Natural Gas To Fall Toward $2.20 After Prices Fail To Hold Support

by: Hard Assets Investor

By Sumit Roy

The natural gas inventory surplus rose last week for the first time since April.

Natural gas rallied after the EIA reported that operators injected 66 billion cubic feet into storage last week, slightly above expectations that were calling for a build between 60 and 64 bcf.

The injection was larger than the year-ago and five-year average builds of 55 bcf and 59 bcf, respectively.

In turn, the natural gas surplus rose for the first time since April. At 3374 bcf, storage is now 413 bcf above the year-ago level and 375 bcf above the five-year average (calculated using a slightly different methodology than the EIA).

The relatively bearish injection can be explained by weather, as temperatures in the report week were much milder than normal. The NOAA estimates that there were 56 gas-weighted cooling degree days in the period, which is weather more characteristic of mid-September.

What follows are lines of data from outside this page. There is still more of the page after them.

PR #3541, opened 2017-03-03
Refactor tutorial media requests

mcbouslog:
Addresses the tutorial and mini-course portion of #3492.

- adds `include: 'attached_images'` to tutorial/mini-course request
- on start checks if there are `attached_images`, else resolves Promise
- gets `attached_images` based on `include` cache in apiClient, not stringed `.get` on tutorial/mini-course resource like previously

this [test project](https://refactor-tutorial-media-requests.pfe-preview.zooniverse.org/projects/markb-panoptes/nfn-test-mb)'s workflows 1 and 2 have separate tutorials and mini-courses with media, workflow 3 has no media. 

# Review Checklist

- [ ] Does it work on mobile?
- [x] Did you deploy a staging branch? - https://refactor-tutorial-media-requests.pfe-preview.zooniverse.org

## Optional

### DIFF
--- a/app/components/mini-course.cjsx
+++ b/app/components/mini-course.cjsx
@@ -17,7 +17,7 @@ module.exports = React.createClass
     find: (workflow) ->
       # Prefer fetching the tutorial for the workflow, so we know which one to fetch if multiple exist.
       if workflow?
-        apiClient.type('tutorials').get workflow_id: workflow.id, kind: "mini-course"
+        apiClient.type('tutorials').get workflow_id: workflow.id, kind: "mini-course", include: 'attached_images'
           .then ([minicourse]) ->
             minicourse
       else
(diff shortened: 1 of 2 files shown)


app/components/mini-course.cjsx
```diff
@@ -17,7 +17,7 @@ module.exports = React.createClass
     find: (workflow) ->
       # Prefer fetching the tutorial for the workflow, so we know which one to fetch if multiple exist.
       if workflow?
-        apiClient.type('tutorials').get workflow_id: workflow.id, kind: "mini-course"
+        apiClient.type('tutorials').get workflow_id: workflow.id, kind: "mini-course", include: 'attached_images'
```
eatyourgreens: Should this be `include: ['attached_images']`?

app/components/tutorial.cjsx
```diff
@@ -16,7 +16,7 @@ module.exports = React.createClass
     find: (workflow) ->
       # Prefer fetching the tutorial for the workflow, if a workflow is given.
       if workflow?
-        apiClient.type('tutorials').get workflow_id: workflow.id
+        apiClient.type('tutorials').get workflow_id: workflow.id, include: 'attached_images'
```
eatyourgreens: Should this be `include: ['attached_images']`?

srallen:
FYI, I made an issue on the json-api-client about the inconsistent syntax for includes: https://github.com/zooniverse/json-api-client/issues/35

app/components/tutorial.cjsx
```diff
@@ -42,15 +42,18 @@ module.exports = React.createClass
...
-        awaitTutorialMedia = tutorial.get 'attached_images'
-          .catch ->
-            # Checking for attached images throws if there are none.
-            []
-          .then (mediaResources) ->
-            mediaByID = {}
-            for mediaResource in mediaResources
-              mediaByID[mediaResource.id] = mediaResource
-            mediaByID
+        if tutorial.links.attached_images.ids?.length
```
mcbouslog: I didn't realize this until just now, but apparently whether a tutorial never has or had all the attached images deleted, if there are no attached images it looks like:
```
links
    attached_images
        href: "/tutorials/106/attached_images"
        type: "attached_images"
```
notably there's no `id` attribute at all, let alone the empty array I was expecting at minimum if the media was deleted.

so if I add the `isnt 0` I think the conditional gets met because `undefined` isnt `0` and it makes the request I don't want it to, but I'm not sure I'm interpreting things correctly.

maybe just `if tutorial.links.attached_images.ids?` would be preferred?

srallen: Ok, how about `if tutorial.links.attached_images.ids? and tutorial.links.attached_images.ids.length isnt 0`? so checks for existence and that the array has length.

mcbouslog: LGTM; I updated accordingly.

zwolf:
The db was missing an index that this should have been using: https://github.com/zooniverse/Panoptes/pull/2226

zwolf:
Timeout issue solved by https://github.com/zooniverse/Panoptes/pull/2226, as you were

mcbouslog:
@zach I watched as it appeared to work great yesterday, but when I point to Gravity Spy from the staged branch using `?env=production` like @srallen's comment above mentions I still get a 504 on the tutorial. are you guys seeing the same? do I need to redeploy this staged PFE branch post backend update?

zwolf:
The change isn't deployed on the production database yet, which you are using by applying that query param. Should go live today.

PR #3544, opened 2017-03-06
Fix classifier mount

### LINKED ISSUE #3543: Classifier mounts on subject change
## Expected behavior
Classifier component should mount, and initialise, when the classify page first loads. Subject changes should be handled by `componentWillReceiveProps` or `componentDidUpdate`.

## Current behavior
`ClassifierPageWrapper` unmounts then remounts `Classifier` between subjects, causing any initialisation code (eg. API calls) in classifier components to run for every subject. I'd expect that initialisation should only happen if the project or workflow change.

## Steps to replicate
Log calls to `Classifier.componentWillMount` in the console while classifying a series of subjects on a given project.

## Additional information
This bug is the underlying causing of user collections being re-fetched from the API for every subject, even though they are stored in component state on fetch.

eatyourgreens:
Fixes #3543  .

Describe your changes.
Mounts the Classifier once, then reacts to subject and classification changes when props change.

There could be components that relied on the old behaviour, so there may still be component code, dotted through the classifier components, that needs to be changed to run on `componentWillReceiveProps` or `componentDidUpdate` as well as on `componentWillMount` or `componentDidMount`.

# Review Checklist

- [ ] Does it work on mobile?
- [ ] Did you deploy a staging branch? https://fix-classifier-mount.pfe-preview.zooniverse.org/

## Optional

### DIFF
--- a/app/classifier/frame-annotator.jsx
+++ b/app/classifier/frame-annotator.jsx
@@ -28,6 +28,9 @@ export default class FrameAnnotator extends React.Component {
     if (nextProps.annotation !== this.props.annotation) {
       this.handleAnnotationChange(this.props.annotation, nextProps.annotation);
     }
+    if (nextProps.subject !== this.props.subject) {
+      this.setState({ alreadySeen: nextProps.subject.already_seen || seenThisSession.check(nextProps.workflow, nextProps.subject) });
+    }
   }
 
   getSizeRect() {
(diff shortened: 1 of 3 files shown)


eatyourgreens:
Playing around with [I Fancy Cats](https://fix-classifier-mount.pfe-preview.zooniverse.org/projects/brooke/i-fancy-cats), I'm not 100% sure that I've got the subject seen status right for new subjects.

Temperatures are expected to revert to more seasonal levels in the coming weeks, which should allow the inventory surplus to resume its decline.

Turning to Canada, Enerdata reported that inventories in the country rose last week by 12 bcf to 651 bcf. That leaves storage only 37 bcf below last year’s record high set during the first week of December. With three months remaining in this year’s injection season, that old record will certainly be broken.

Canadian inventories are now 143 bcf and 112 bcf above the year-ago and five-year average levels, respectively.

Natural gas prices are on the rebound today after the now-expired September contract touched two-month lows below $2.60/mmbtu. Given that the support level near $2.70 was thus breached, a larger correction may lie ahead.

Natural Gas

Bottom line: Despite our constructive view of natural gas fundamentals heading into winter, we would be wary of initiating long positions until prices show signs of bottoming. The next layer of solid support lies at $2.20.